-- Opening Marker --

PR #13624, opened 2025-08-11
fix: add delay before InfrastEnteredFlag

Constrat:
**UNTESTED** 
###### will check in the morning. 4AM currently.

I've noticed on my other machine that MAA keeps going back to the main interface because the score of the InfrastEnteredFlag is 0.82~0.86, when it's usually 0.96 (when correctly detected). This is likely because when going back from the trading post / power plant / dormitory there can be a bit of lag rerendering the base leading to a slight stutter, reducing the score. Just lowering could be a solution since before d65cde757482cd69e7090fccb5da4734ee1d73c7 there was the default 0.8 score. 

If for some reason the 0.86 score is still uninteractibile there shouldn't be big issues since we have a postDelay of 5000 anyway.

### DIFF
--- a/resource/tasks/tasks.json
+++ b/resource/tasks/tasks.json
@@ -2461,10 +2461,10 @@
         "next": [
             "Infrast",
             "InfrastNotification",
-            "InfrastPreEnteredFlag",
             "Infrast@ReturnButtons#next",
             "Infrast@CloseAnnos#next",
-            "Infrast@OfflineConfirm"
+            "Infrast@OfflineConfirm",
+            "InfrastPreEnteredFlag"
         ]
     },
     "Infrast@MainThemes": {
@@ -2491,7 +2491,7 @@
         "maskRange": [1, 255],
         "roi": [930, 540, 230, 180],
         "action": "ClickSelf",
-        "next": ["InfrastPreEnteredFlag", "Infrast", "Infrast@CloseAnnos#next", "Infrast@OfflineConfirm"],
+        "next": ["Infrast", "Infrast@CloseAnnos#next", "Infrast@OfflineConfirm", "InfrastPreEnteredFlag"],
         "postDelay": 5000,
         "crop_doc": {
             "roi": [935, 570, 85, 75],
@@ -2501,7 +2501,7 @@
     "InfrastPreEnteredFlag": {
         "algorithm": "JustReturn",
         "postDelay": 1000,
-        "next": ["InfrastEnteredFlag"]
+        "next": ["InfrastEnteredFlag", "Infrast#next"]
     },
     "InfrastEnteredFlag": {
         "template": "InfrastOverview.png",
--- a/resource/tasks/tasks.json
+++ b/resource/tasks/tasks.json
@@ -2461,7 +2461,7 @@
         "next": [
             "Infrast",
             "InfrastNotification",
-            "InfrastEnteredFlag",
+            "InfrastPreEnteredFlag",
             "Infrast@ReturnButtons#next",
             "Infrast@CloseAnnos#next",
             "Infrast@OfflineConfirm"
@@ -2491,12 +2491,17 @@
         "maskRange": [1, 255],
         "roi": [930, 540, 230, 180],
         "action": "ClickSelf",
-        "next": ["InfrastEnteredFlag", "Infrast", "Infrast@CloseAnnos#next", "Infrast@OfflineConfirm"],
+        "next": ["InfrastPreEnteredDelay", "Infrast", "Infrast@CloseAnnos#next", "Infrast@OfflineConfirm"],
         "postDelay": 5000,
         "crop_doc": {
             "roi": [935, 570, 85, 75],
             "mask": []
         }
+    },
+    "InfrastPreEnteredDelay": {
+        "algorithm": "JustReturn",
+        "postDelay": 1000,
+        "next": ["InfrastEnteredFlag"]
     },
     "InfrastEnteredFlag": {
         "template": "InfrastOverview.png",
--- a/resource/tasks/tasks.json
+++ b/resource/tasks/tasks.json
@@ -2491,14 +2491,14 @@
         "maskRange": [1, 255],
         "roi": [930, 540, 230, 180],
         "action": "ClickSelf",
-        "next": ["InfrastPreEnteredDelay", "Infrast", "Infrast@CloseAnnos#next", "Infrast@OfflineConfirm"],
+        "next": ["InfrastPreEnteredFlag", "Infrast", "Infrast@CloseAnnos#next", "Infrast@OfflineConfirm"],
         "postDelay": 5000,
         "crop_doc": {
             "roi": [935, 570, 85, 75],
             "mask": []
         }
     },
-    "InfrastPreEnteredDelay": {
+    "InfrastPreEnteredFlag": {
         "algorithm": "JustReturn",
         "postDelay": 1000,
         "next": ["InfrastEnteredFlag"]


ABA2396:
It’s not feasible to put `JustReturn` at the front of `next`, because this would cause the task to be entered directly without checking the subsequent `next` entries. `JustReturn` can only be placed at the end of `next`, and at most one is allowed.

Constrat:
Yeahi was very sleepy. I'll take a better look at this tiday

Constrat:
@ABA2396 So what's a good way to just add a delay? There's no good "algorithm" as a DoNothing sort, like the `Action`

I think a new type of delay is required in the task itself. A real `preDelay` as in the delay before recognition is done, since... Well, the `postDelay` of the previous task is really not scalable as it "delays" all the `next` tasks, instead of just the one you want.

ABA2396:
I think directly postdelay+1000 is the same. If you want to enter this task, all the others have to wait for it, or you can insert the #next of individual tasks in the next section of the task

Constrat:
As in?
```json
    "InfrastBegin": {
        "algorithm": "JustReturn",
		"postDelay": 1000,
        "next": [
            "Infrast",
            "InfrastNotification",
            "InfrastEnteredFlag",
            "Infrast@ReturnButtons#next",
            "Infrast@CloseAnnos#next",
            "Infrast@OfflineConfirm"
        ]
    },
```

I don't really get the point of using #next in `next`.

My objective was to pinpoint and add the 1000 delay JUST to `InfrastEnteredFlag`, instead of using postDelat for every other task such as Infrast and Notification.

I still think there's not having room in the delays. Pre and Post are very limiting, since you can't work on any pre algorithm delays per singular task. You need to have a pre task that will handle the delay, increasing the complexity and task number with no benefit.

Perhaps implementing a preRecognitionDelay?

ABA2396:
I don’t quite understand what you mean. **Predelay** is the time interval between detecting the element and executing the action, while **postdelay** is the time after finishing the action before detecting the next one. The detection of “next” is sequential — the previous one must be finished before the next can be detected. If you want to add a delay to the previous task, then all subsequent tasks will also have to wait for that time. In that case, what difference is there from simply adding it to the previous task’s postdelay?

ABA2396:
Or, as I said above, you can put the inner JustReturn at the end of InfrastBegin (Infeast should be changed in the same way — here I’m just using InfrastBegin as an example), because `"Infrast"`, `"InfrastNotification"`, `"Infrast@ReturnButtons#next"`, `"Infrast@CloseAnnos#next"`, and `"Infrast@OfflineConfirm"` all have matches, and there is no JustReturn, so it matches what I described above.

> It’s not feasible to put JustReturn at the front of next, because this would cause the task to be entered directly without checking the subsequent next entries. JustReturn can only be placed at the end of next, and at most one is allowed.

So you can place `InfrastPreEnteredFlag` after them, making next become:

`"Infrast","InfrastNotification","Infrast@ReturnButtons#next","Infrast@CloseAnnos#next","Infrast@OfflineConfirm","InfrastPreEnteredFlag"`.

Then, in `InfrastPreEnteredFlag`, add a postDelay, and change next to `"InfrastEnteredFlag", "Infrast#next"`. This way, if the first round matches something else, it won’t go into `InfrastPreEnteredFlag`. If it does go into `InfrastPreEnteredFlag`, it will wait one second before prioritizing the recognition of `InfrastEnteredFlag`. If that’s not found, it will then re-check the items in Infrast’s next.

ABA2396:
```json
"Infrast": {
    "next": ["Infrast", "Infrast@CloseAnnos#next", "Infrast@OfflineConfirm", "InfrastPreEnteredFlag"]
},

"InfrastPreEnteredFlag": {
    "algorithm": "JustReturn",
    "postDelay": 1000,
    "next": ["InfrastEnteredFlag", "Infrast#next"]
},
```

ABA2396:
Or, similar to the previous two tasks, use **#back**. In that case, you can use `Infrast@InfrastPreEnteredFlag`.

Constrat:
Oh... Reading this again made me understand... Yes you are right. postdelay in the "before next" is the same as a "prepredelay" in the next task if they are sequential. But in this specific case, since `"InfrastEnteredFlag"` is after both `"Infrast"` and `" InfrastNotification"` wouldn't that add the delay to those two as well?

```mermaid
graph LR
    A["InfrastBegin"] --> C["postDelay(1000)"]
    C --> D["Infrast"]
    D --> E["InfrastNotification"]
    E --> G["InfrastEnteredFlag"]
```
^ Everything is delayed by a 1000 with no micromanagement possible.

```mermaid
graph LR
    A["InfrastBegin"] --> C["Infrast"]
    C --> D["InfrastNotification"]
    D --> E["prePreDelay(1000)"]
    E --> G["InfrastEnteredFlag"]
```
^ Just the last task is delayed thanks to the prePreDelay. This is currently doable with what you suggest, but only if this is the last task.

Graphically this is what I meant. Which is basically what you suggested with the "normal logic".
I wanted to explain how "contorted" the logic needs to be to do a simple delay. Everything needs to be rearranged with a priority to push the delays down the chain, instead of allowing them in the tasks themselves increasing scalability.

Constrat:
> Or, similar to the previous two tasks, use **#back**. In that case, you can use `Infrast@InfrastPreEnteredFlag`.

Ah I see. Use Infrast as a baseTask and use #back to said baseTask. This is interesting!

Constrat:
Oh, same issue.
```py
[2025-08-11 14:47:33.942][ERR][Px1a84][Tx1a88] │││││ Infrast@ReturnConfirm->next has a not-final JustReturn task: InfrastPreEnteredFlag
```

ABA2396:
Remove `InfrastPreEnteredFlag` from InfrastBegin’s next. The next of `Infrast@MainThemes` contains `InfrastBegin#next`, and `Infrast` has `ReturnButton`, whose next includes `MainThemes#next`, so `InfrastPreEnteredFlag` from InfrastBegin’s JustReturn will be added. Maybe just adding a bit of postdelay is still the easiest solution :)

Constrat:
Yes but that adds the delay to every task at the start and I don't like that as it adds useless delay. Hence why the graphs explaining the prepredelay xD... If I wanted to implement this delay... Where should I look? Process Task?

ABA2396:
Makes sense — and with this, "Infrast@ReturnButtons#next" comes before InfrastPreEnteredFlag, so it just returns right away.

ABA2396:
Then it should be at the same level as `postdelay` and `predelay` maybe call it `preMatchDelay` XD

Constrat:
> Then it should be at the same level as `postdelay` and `predelay` maybe call it `preMatchDelay` XD

Yes basically. So you can precise delays in all the steps

ABA2396:
cc @status102 @Alan-Charred

Constrat:
https://github.com/MaaAssistantArknights/MaaAssistantArknights/blob/b26f6be3643ebd006c58f6e83d8db45f82063070/src/MaaCore/Task/ProcessTask.cpp#L114-L122

I tried working around here but wasn't able to get any delay. At least not in the logs

Constrat:
@ABA2396 I will push a "temp" fix with a postdelay at `InfrastBegin`.I will leave this open as a reminder XD

status102:
> As in?
> 
> ```json
>     "InfrastBegin": {
>         "algorithm": "JustReturn",
>         "postDelay": 1000,
>         "next": [
>             "Infrast",
>             "InfrastNotification",
>             "InfrastEnteredFlag",
>             "Infrast@ReturnButtons#next",
>             "Infrast@CloseAnnos#next",
>             "Infrast@OfflineConfirm"
>         ]
>     },
> ```
> 
> I don't really get the point of using #next in `next`.
> 
> My objective was to pinpoint and add the 1000 delay JUST to `InfrastEnteredFlag`, instead of using postDelat for every other task such as Infrast and Notification.
> 
> I still think there's not having room in th

If there is a `preMatchDelay` in `InfrastEnteredFlag`:
1. hitting `InfrastBegin`
2. postDelay 1000ms
3. Matching `Infrast` -> failed
4. Matching `InfrastNotification` -> failed
5. preMatchDelay `InfrastEnteredFlag` 1000 ms
6. Matching `InfrastNotification` -> failed
...

every retry would delay 1000ms here.

Constrat:
But the delay would be intrinsically in the EnteredFlag, so worst case scenario it has to retry. In the best case scenario there's delay just for EnteredFlag.

Infrast or infrast notification don't fail, there won't be any additional delay as the post delay is not necessary in infrast begin

Constrat:
@ABA2396 Apparently it's all a template issue... We were using the old one in the global. You switch the flag to only check for the `off` in the building mode.
Which can be used by all clients, at least for En it works fine with a 0.98 score
InfrastOverview

ABA2396:
该接口是半透明的。现在在最右边有一个额外的设施栏。当你向右拖动它时，它最终会落在中间，然后变得无法辨认

ABA2396:
This interface is semi-transparent. Now there is an additional column of facilities on the far right. When you drag it to the right, it will eventually land on the center and then become unrecognizable

ABA2396:
image
image

Constrat:
Yep, I get what you mean. The issue wasn't really moving too far. It was just a slightly 0.94 score, which is likely because the older EN template is too old and required "an update", but why update when we can just use the CN one :) #13801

-- Closing Marker --

◆ Problem details ◆
Copy out each line of the material above, word for word, from the first down to the line containing "###### will check". Add nothing.

◆ Exercise answer ◆
PR #13624, opened 2025-08-11
fix: add delay before InfrastEnteredFlag

Constrat:
**UNTESTED** 
###### will check in the morning. 4AM currently.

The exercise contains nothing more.